基于压缩感知稀疏信号重建的迭代硬阀值算法

Nyquist采样速率条件下的信号采样，采样系统表现良好并且信号可以被稀疏向量近似表示时，信号可以被有效而精确地重构。针对无噪声信号，利用确定的稀疏基和随机的观测矩阵，研究迭代硬阀值算法的有效性。若观测矩阵满足有限等距性质（RIP），且稀疏基与随机观测矩阵不相干时，通过该算法，原始信号的稀疏投影可以被高概率重构。最后，利用哈达码正交矩阵作为稀疏基，高斯随机矩阵作为观测矩阵，对原始信号的稀疏投影进行重构，结果验证了该算法的有效性。

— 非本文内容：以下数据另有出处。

PR #10682, opened 2022-04-07
Replace CCASSERT with CC_ASSERT

minggo:
CCASSERT is added like NSAssert, but not the same:
- all platforms but Android will not print the log, just breaks the the code line
- Android will not breaks, just print the log, which i will fix in other PR

I deleted most message as they are not need, but keep some meaningful message as comments.

### DIFF
--- a/native/cocos/math/Vec2.cpp
+++ b/native/cocos/math/Vec2.cpp
@@ -27,7 +27,7 @@
 NS_CC_MATH_BEGIN
 
 // returns true if segment A-B intersects with segment C-D. S->E is the overlap part
-bool isOneDimensionSegmentOverlap(float A, float B, float C, float D, float *S, float *E) {
+bool isOneDimensionSegmentOverlap(float A, float B, float C, float D, float *S, float *E) { //NOLINT(readability-identifier-naming)
     float ABmin = std::min(A, B);
     float ABmax = std::max(A, B);
     float CDmin = std::min(C, D);
@@ -55,7 +55,7 @@ bool isOneDimensionSegmentOverlap(float A, float B, float C, float D, float *S, 
 }
 
 // cross product of 2 vector. A->B X C->D
-float crossProduct2Vector(const Vec2 &A, const Vec2 &B, const Vec2 &C, const Vec2 &D) {
+float crossProduct2Vector(const Vec2 &A, const Vec2 &B, const Vec2 &C, const Vec2 &D) { // //NOLINT(readability-identifier-naming)
     return (D.y - C.y) * (B.x - A.x) - (D.x - C.x) * (B.y - A.y);
 }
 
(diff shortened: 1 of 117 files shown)


dumganhar (approved):

native/cocos/math/Vec2.cpp
```diff
@@ -26,37 +26,37 @@
...
-    float CDmin = std::min(C, D);
-    float CDmax = std::max(C, D);
-
-    if (ABmax < CDmin || CDmax < ABmin) {
+// returns true if segment a-b intersects with segment c-d. s->e is the overlap part
+bool isOneDimensionSegmentOverlap(float a, float b, float c, float d, float *s, float *e) {
+    float abmin = std::min(a, b);
+    float abmax = std::max(a, b);
+    float cdmin = std::min(c, d);
+    float cdmax = std::max(d, d);
```
SantyWang: seems logic error

native/cocos/math/Vec2.cpp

Iterative hard threshold algorithm for sparse signal reconstruction based on compressive sensing

For the signal sampling under the Nyquist rate,the signal can be reconstructed efficiently and accurately when the sampling system is well behaved and the signal is approximately expressed by a sparse vector.For no noise signal,the effectiveness of iterative hard thresholding(IHT) algorithm is investigated by using the fixed sparse basis and random observable matrix.If observable matrix satisfies RIP,and sparse basis is incoherent with random observable matrix,sparse projection of original signal can be reconstructed with high probability by the algorithm.Taking Hadamard orthonormal matrix as sparse basis and Gaussian random matrix as observable matrix,the sparse projection of the original signal was reconstructed.The effectiveness of the algorithm is verified by reconstructing result.